_Extracted data_
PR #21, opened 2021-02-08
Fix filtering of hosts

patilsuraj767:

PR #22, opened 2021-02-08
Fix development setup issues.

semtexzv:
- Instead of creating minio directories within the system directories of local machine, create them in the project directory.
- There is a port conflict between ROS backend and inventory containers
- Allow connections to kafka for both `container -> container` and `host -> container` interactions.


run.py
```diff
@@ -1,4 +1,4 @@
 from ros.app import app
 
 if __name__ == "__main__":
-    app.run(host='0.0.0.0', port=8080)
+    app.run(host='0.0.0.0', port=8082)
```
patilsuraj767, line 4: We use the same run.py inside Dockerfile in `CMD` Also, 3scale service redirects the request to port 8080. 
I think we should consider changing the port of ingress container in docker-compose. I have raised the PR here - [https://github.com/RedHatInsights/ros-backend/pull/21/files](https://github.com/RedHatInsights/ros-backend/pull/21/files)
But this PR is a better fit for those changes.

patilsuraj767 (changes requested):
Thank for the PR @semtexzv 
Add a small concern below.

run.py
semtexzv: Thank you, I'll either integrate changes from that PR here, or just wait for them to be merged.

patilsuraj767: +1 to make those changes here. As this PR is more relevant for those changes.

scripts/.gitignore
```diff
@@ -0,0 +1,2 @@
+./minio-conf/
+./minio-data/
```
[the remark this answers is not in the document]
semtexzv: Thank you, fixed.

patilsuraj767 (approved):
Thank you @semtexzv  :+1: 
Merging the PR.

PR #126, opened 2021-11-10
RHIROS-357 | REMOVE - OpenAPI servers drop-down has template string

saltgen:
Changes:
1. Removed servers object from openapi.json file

_About this exercise_
When you write the entries out again, keep every word and mark exactly as it is.

_Answer space_
PR #21, opened 2021-02-08
Fix filtering of hosts

patilsuraj767:

PR #22, opened 2021-02-08
Fix development setup issues.

semtexzv:
- Instead of creating minio directories within the system directories of local machine, create them in the project directory.
- There is a port conflict between ROS backend and inventory containers
- Allow connections to kafka for both `container -> container` and `host -> container` interactions.


run.py
```diff
@@ -1,4 +1,4 @@
 from ros.app import app
 
 if __name__ == "__main__":
-    app.run(host='0.0.0.0', port=8080)
+    app.run(host='0.0.0.0', port=8082)
```
patilsuraj767, line 4: We use the same run.py inside Dockerfile in `CMD` Also, 3scale service redirects the request to port 8080. 
I think we should consider changing the port of ingress container in docker-compose. I have raised the PR here - [https://github.com/RedHatInsights/ros-backend/pull/21/files](https://github.com/RedHatInsights/ros-backend/pull/21/files)
But this PR is a better fit for those changes.

patilsuraj767 (changes requested):
Thank for the PR @semtexzv 
Add a small concern below.

run.py
semtexzv: Thank you, I'll either integrate changes from that PR here, or just wait for them to be merged.

patilsuraj767: +1 to make those changes here. As this PR is more relevant for those changes.

scripts/.gitignore
```diff
@@ -0,0 +1,2 @@
+./minio-conf/
+./minio-data/
```
[the remark this answers is not in the document]
semtexzv: Thank you, fixed.

patilsuraj767 (approved):
Thank you @semtexzv  :+1: 
Merging the PR.

PR #126, opened 2021-11-10
RHIROS-357 | REMOVE - OpenAPI servers drop-down has template string

saltgen:
Changes:
1. Removed servers object from openapi.json file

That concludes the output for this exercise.